先生の説明をそのまま書きますが、腸と腸を縫合するためには、患者本人が元気でなければならないそうです。そうしないと腸同士がくっついてくれないそうです。患者の体力が低下している状態で腸と腸をくっつけたとしても、うまくくっつかず、そこから更にまた壊死してしまう可能性のほうが高いそうです。そうなると本末転倒で、またお腹を開いて再手術、その結果、腸がどんどん短くなってしまう・・・というサイクルに陥ってしまいます。それを防ぐために、患者の状況が芳しくない時には、腸と腸をくっつけるという選択肢は諦めて、人工肛門(ストーマ)を作り、そこに腸をくっつけるそうです。
今、父の腹には人工肛門が2つあります。一つは口→胃→小腸からの人工肛門です。もうひとつは、ロープの反対側、つまり肛門へとつながっている残った腸を人工肛門につないでいます。ここで一つの疑問が湧いてきます。なぜ2つの人工肛門を作り、肛門につながっている腸も残すのかいうことです。それを質問したところ、今後の回復次第では、腸が元気になり、腸と腸をくっつけて元通りにできる可能性があること、そしてそのような可能性があるために大腸を残しているのだが、そちらの腸のほうも(つまり食べ物が通らない状態になっている腸のほうも)人工肛門につけていたほうが外部から目視で確認ができて、万が一NOMIが再発したときに早急に対処できるから、という回答でした。
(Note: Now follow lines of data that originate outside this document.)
PR #544, opened 2020-10-20
Update release notes with RC1 and RC2 info

mfreed:
Update release notes with information about RC1 and RC2, as well as update about 2.0 description.

### DIFF
--- a/release-notes.md
+++ b/release-notes.md
@@ -12,34 +12,134 @@ can view active developments on GitHub at any time.
 
 ### What to expect from our next release
 
-The team is actively working on the multi-node version
-of TimescaleDB which is currently in beta. You can read more about our
-architecture and design for distributed hypertables
+The team is finishing up work on the first release of distributed hypertables
+supported by multi-node TimescaleDB, which will be part of the TimescaleDB 2.0
+release.  We are currently in the middle of formal Release Candidates (RC) for
+2.0; these RC releases support in-place upgrades from 1.x and subsequent
+upgrades to 2.0.
+
+You can read more about our architecture and design for distributed hypertables
 [here](https://docs.timescale.com/v2.0/introduction/architecture#distributed-hypertables).
 To test out the beta version for yourself, join our #multinode channel on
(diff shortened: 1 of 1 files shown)


release-notes.md
```diff
@@ -12,27 +12,128 @@ can view active developments on GitHub at any time.
...
+multiple instances of TimescaleDB, configured so that one instance serves
+as an access node and multiple others as data nodes. All queries for a
+distributed hypertable are issued to the access node, but inserted data
+and queries are pushed down across data nodes for greater scale and
+performance.
+
+This release also adds support for user-defined actions allowing users to
+define actions that are run by the TimescaleDB automation framework.
+
+In addition to these major new features, the 2.0 branch introduces _breaking_ changes
```
solugebefola, line 95: I think the fact that there are breaking changes should be more emphasized, maybe with a minor headline?

release-notes.md
```diff
@@ -12,27 +12,128 @@ can view active developments on GitHub at any time.
...
+to APIs and existing features, such as continuous aggregates. These changes are not
+backwards compatible and might require changes to clients and/or scripts that rely on
```
solugebefola, line 97:
```suggestion
backwards compatible and may require changes to clients and/or scripts that rely on
```

solugebefola (approved):

release-notes.md
mfreed: Given that this is already in github history, and we typically just copy github notes into the docs, I'm going to skip this grammatical change.  Thanks for careful read, though.

release-notes.md
mfreed: Yeah, will add to front-piece, and we'll be sure to include in 2.0 announcement.

mfreed: Actually, @ryanbooz has some pointers in his PR to the *changes* document; I think I'll highlight the breaking changes after I merge the two (i.e., in a later PR).

ryanbooz (approved):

それからもう一つの理由として、これは看護師さんから教えていただいたことなのですが、人間の体の血液循環というのは、小腸→肝臓という流れになっていて、小腸で得られた栄養分を血液循環でそのまま肝臓へと運ぶようになっているようです。つまり小腸が短くなればなってしまうほど、肝臓へと流れる血液量が少なくなってしまうことになります。肝臓への血液量が少なくなれば、当然ながら今度は肝臓がダメージを受けます。人間にとって肝臓は最重要な臓器の一つであり、ここが被害を被ることはできるだけ避けなければなりません。このような理由により、現代の医学では、腸はできるだけ切り取らず、本当にヤバいところだけ切り取りましょうという認識になっているそうです。
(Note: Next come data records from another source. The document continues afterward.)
PR #554, opened 2020-10-22
First draft of chapter on GUC

mkindahl:
This contains a brief dump of existing GUC variables and their
descriptions and default values. The section for each variable needs to
be filled in.


mfreed (approved):
Looks good.  Will be moving location in nav/index in follow-on PR.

今回、父は小腸を1.5メートルほど切り取ったわけですが、実はこれで終わり、という訳には行きません。一番恐れているのはNOMIの再発です。NOMI(非閉塞性腸管膜虚血)とは、非閉塞性(血管などが詰まっていないにもかかわらず)、腸に栄養分や酸素が行き渡らず壊死してしまう状態のことです。これは補助人工心臓を入れている人に起こる可能性のある合併症の一つなのですが、NOMIの場合、再発する可能性があることと、そこから菌が全身に回ってしまう可能性があるのです。そうなると前回同様、敗血症となり、かなりヤバい状態になります。更に今回は腸を短くしているので、栄養分を吸収できる割合が減っていることになります。人間は小腸から栄養分を吸収しているのは小学校、中学校の授業で学んだ通りですが、要はその吸収している1/4を切り取ったわけですから、その分だけ栄養分の吸収率は下がります。これが更に壊死が進んでくると、腸をまるごと取り除かなければならず、そうなると点滴でしか栄養補給ができなくなってしまいます。そうなると免疫力の低下等が懸念され、死亡の可能性が高くなってしまいます。
さて、8月に書いた最後のブログでは、父の補助人工心臓を変える手術が終わったことを書きました。ICUで1ヶ月寝たきりの状態だったにもかかわらず、目覚めた後の意識は鮮明で、意思疎通が出来ました。脳に血栓は飛んでいなかったのです。それどころか僕や家族のことについて口出しするようになってきて、あまりの口数の多さにこちらが辟易していました。リハビリも順調に進んでいて、病院のフロアを歩行器を使って1周できるくらいにまで回復していました。先月発売のドラクエ11sがやりたいから買ってこい、と言われて買ってきたほどです。腕と指のリハビリがてらニンテンドースイッチを持ち、指を動かしてゲームをしていた姿を見ていたので、「ここまで回復出来たのに、なんで今さら悪くなるの」という気持ちしかありません。一難去ってまた一難、退院が視野に入り始めていた矢先の出来事で困惑しています。また元気に笑う父の姿を見ることができればいいのですが。